Le costaba pensar con sus caricias. Paula le deslizó las manos por los hombros, que nunca se cansaba de tocar por ser tan anchos y suaves. Entonces le hundió las manos en el pelo.


—Desde luego no doy tanto miedo como… trabajar para la CIA.


Él inclinó la cabeza y soltó el aliento junto a su cuello, provocándole estremecimientos.


—¿Estás segura de eso?


Ella se pego a él y sintió que su cuerpo empezaba a reaccionar.


Paula le había tomado la delantera en eso.


—Totalmente segura. Al menos jamás te traicionaré y te encerraré en un baúl —se pegó un poco más—. No voy a hacerte daño, Pedro. Nunca.


—Ah —con la cara aún escondida entre su pelo y su cuello, Pedro asintió y le mordisqueó el cuello con una suavidad que le causó estremecimientos—. Una promesa que no puedes mantener.


Ella le agarró unos mechones de pelo con fuerza y le levantó la cabeza para mirarle los ojos azules tras los cuales gustaba de esconderse.


—¿No te gustan las promesas?


Pedro le deslizó los dedos por la espalda, bajo la tela de la blusa.

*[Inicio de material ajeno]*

PR #476, opened 2018-02-01
Change stream cleanup

jmikola:
Includes some todo items for [PHPLIB-322](https://jira.mongodb.org/browse/PHPLIB-322) (resume support in `rewind()`).

### DIFF
--- a/docs/includes/apiargs-MongoDBCollection-method-watch-option.yaml
+++ b/docs/includes/apiargs-MongoDBCollection-method-watch-option.yaml
@@ -18,6 +18,10 @@ description: |
 
   - ``MongoDB\Operation\ChangeStream::FULL_DOCUMENT_DEFAULT`` (*default*)
   - ``MongoDB\Operation\ChangeStream::FULL_DOCUMENT_UPDATE_LOOKUP``
+
+  .. note::
+
+     This is an option of the `$changeStream` pipeline stage.
 interface: phpmethod
 operation: ~
 optional: true
@@ -45,7 +49,9 @@ type: array|object
 description: |
   Specifies the logical starting point for the new change stream.
 
-  Note this is an option of the '$changeStream' pipeline stage.
+  .. note::
+
+     This is an option of the `$changeStream` pipeline stage.
 interface: phpmethod
 operation: ~
 optional: true
--- a/docs/includes/apiargs-MongoDBCollection-method-watch-option.yaml
+++ b/docs/includes/apiargs-MongoDBCollection-method-watch-option.yaml
@@ -1,6 +1,13 @@
-source:
-  file: apiargs-MongoDBCollection-method-aggregate-option.yaml
-  ref: batchSize
+---
+arg_name: option
+name: batchSize
+type: integer
+description: |
+  Specifies the maximum number of change events to return in each batch of the
+  response from the MongoDB cluster.
+interface: phpmethod
+operation: ~
+optional: true
 ---
 source:
   file: apiargs-MongoDBCollection-common-option.yaml
--- a/src/Operation/Watch.php
+++ b/src/Operation/Watch.php
@@ -17,7 +17,7 @@
 
 namespace MongoDB\Operation;
 
-use MongoDB\ChangeStream as ChangeStreamResult;
+use MongoDB\ChangeStream;
 use MongoDB\Driver\Command;
 use MongoDB\Driver\Manager;
 use MongoDB\Driver\ReadConcern;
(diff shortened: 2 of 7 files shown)


tests/Operation/WatchFunctionalTest.php
```diff
@@ -0,0 +1,340 @@
...
+         * a socket timeout that is less than the change stream's maxAwaitTimeMS
+         * option. */
+        $manager = new Manager($this->getUri(), ['socketTimeoutMS' => 50]);
+        $primaryServer = $manager->selectServer(new ReadPreference(ReadPreference::RP_PRIMARY));
+
+        $operation = new Watch($manager, $this->getDatabaseName(), $this->getCollectionName(), [], ['maxAwaitTimeMS' => 100]);
+        $changeStream = $operation->execute($primaryServer);
+
+        /* Note: we intentionally do not start iteration with rewind() to ensure
+         * that we test resume functionality within next(). */
```
jmikola: This is the once place (afaik) where we're not starting with `rewind()` now, so I wanted to make a note of it.

tests/Operation/WatchFunctionalTest.php
```diff
@@ -0,0 +1,340 @@
...
+        $this->insertDocument(['_id' => 2, 'x' => 'bar']);
+
+        $changeStream->next();
+        $this->assertTrue($changeStream->valid());
+
+        $expectedResult = [
+            '_id' => $changeStream->current()->_id,
+            'operationType' => 'insert',
+            'fullDocument' => ['_id' => 2, 'x' => 'bar'],
+            'ns' => ['db' => $this->getDatabaseName(), 'coll' => $this->getCollectionName()],
```
jmikola: Filling in these values from methods makes the test more robust if the PHPUnit configuration changes (that determines the database name). Additionally, I used numeric `_id` values in the documents so we can expect the exact value in the change stream. The change stream's resume token is now the only weak expectation, since we can't predict it.

tests/Operation/WatchFunctionalTest.php
```diff
@@ -0,0 +1,340 @@
...
+        $rp->setAccessible(true);
+
+        $iterator = $rp->getValue($changeStream);
+
+        $this->assertInstanceOf('IteratorIterator', $iterator);
+
+        $cursor = $iterator->getInnerIterator();
+
+        $this->assertInstanceOf('MongoDB\Driver\Cursor', $cursor);
+        $this->assertFalse($cursor->isDead());
```
jmikola: I asked @ajdavis in Slack about whether the alive boolean being `true` and the cursor ID being non-zero are equivalent in libmongoc for an already-executed cursor. For the time being, I wanted to check both.

docs/includes/apiargs-MongoDBCollection-method-watch-option.yaml
```diff
@@ -1,6 +1,13 @@
...
+---
+arg_name: option
+name: batchSize
+type: integer
+description: |
+  Specifies the maximum number of change events to return in each batch of the
+  response from the MongoDB cluster.
+interface: phpmethod
+operation: ~
+optional: true
```
jmikola: This documentation is correct for the spec itself, but PHP still doesn't support this (see: [PHPLIB-321](https://jira.mongodb.org/browse/PHPLIB-321)).

src/Operation/Watch.php
```diff
@@ -69,7 +70,9 @@ class ChangeStream implements Executable
      *    This is not supported for server versions < 3.2 and will result in an
```
kvwalker: Is this necessary if change streams can only be used on server versions >= 3.6?

jmikola: Good catch. I think that we can remove the earlier sentence as well:

> "Note that a "majority" read concern is not compatible with the $out stage"

According to [the spec](https://github.com/mongodb/specifications/blob/master/source/change-streams.rst#helper-method), "majority" is the only supported read concern for change streams in 3.6; however, it'd be easier to not discuss this in our docs because it's subject to change (much like the `2dsphere` index option).

jmikola:
Inadvertently merged a local copy of the branch in https://github.com/mongodb/mongo-php-library/commit/a09973f143ef4cd39bb8b3d5d6d2b6431fadf9a1, which did not include  https://github.com/mongodb/mongo-php-library/pull/476/commits/35b2a7eeb8e67137762a5711591708a5a48a0f6b. I then merged that missing commit in https://github.com/mongodb/mongo-php-library/commit/de2e331066e38a84c8646e510c48dcec1f0fab2a.

Although the commit hashes in the first merge differed from those in the PR (due to rebasing before https://github.com/mongodb/mongo-php-library/pull/476/commits/35b2a7eeb8e67137762a5711591708a5a48a0f6b), their content was the same.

—No me fío de las promesas.


Sabía que tenía una buena razón para sentirse así, y Paula sintió que se le encogía el corazón.


—¿Bueno, qué te parece esta si te digo que es una promesa en la que puedes creer?


Increíblemente conmovida por aquel hombre e increíblemente excitada, lo estrechó entre sus brazos. Pedro era su jinete blanco, su superhéroe vestido de negro, el del corazón de oro. Le acercó la boca a la oreja y soltó el aire despacio, agradecida al sentir que él la estrechaba con fuerza entre sus brazos.


—Prometo volverte loco esta noche —le susurró ella.


Él soltó otra risotada.


—Es fácil de decir —dijo Pedro—. Ya lo estás haciendo.


—¿En serio?


—¿Por qué te sorprendes tanto? —le preguntó él mientras arqueaba su cuerpo para apretarle las caderas contra las suyas—. ¿Es que no lo notas?


—Mmm…


Le dio con el pie a la puerta para cerrarla y apretó los senos contra su pecho. Oh, sí, desde luego que sentía la reacción de su cuerpo y se arqueó aún más sobre él, provocando un ronco gemido de su garganta.


—Qué interesante —susurró ella.


—¿El qué?


—Saber que te gusto. Que te gusto de verdad.


Otra risotada ronca. Hundió las manos en el pelo de ella y le tiró con suavidad de la cabeza hacia atrás, mirándola con aquellos ojos tan brillantes.


—¿Qué intentas hacer, Pau?


—Si no lo sabes, entonces tenemos un problema.


—Pau.


—¿Tan malo es dejarse llevar por este fuego que arde entre nosotros? —se preguntó—. ¿Tan malo es?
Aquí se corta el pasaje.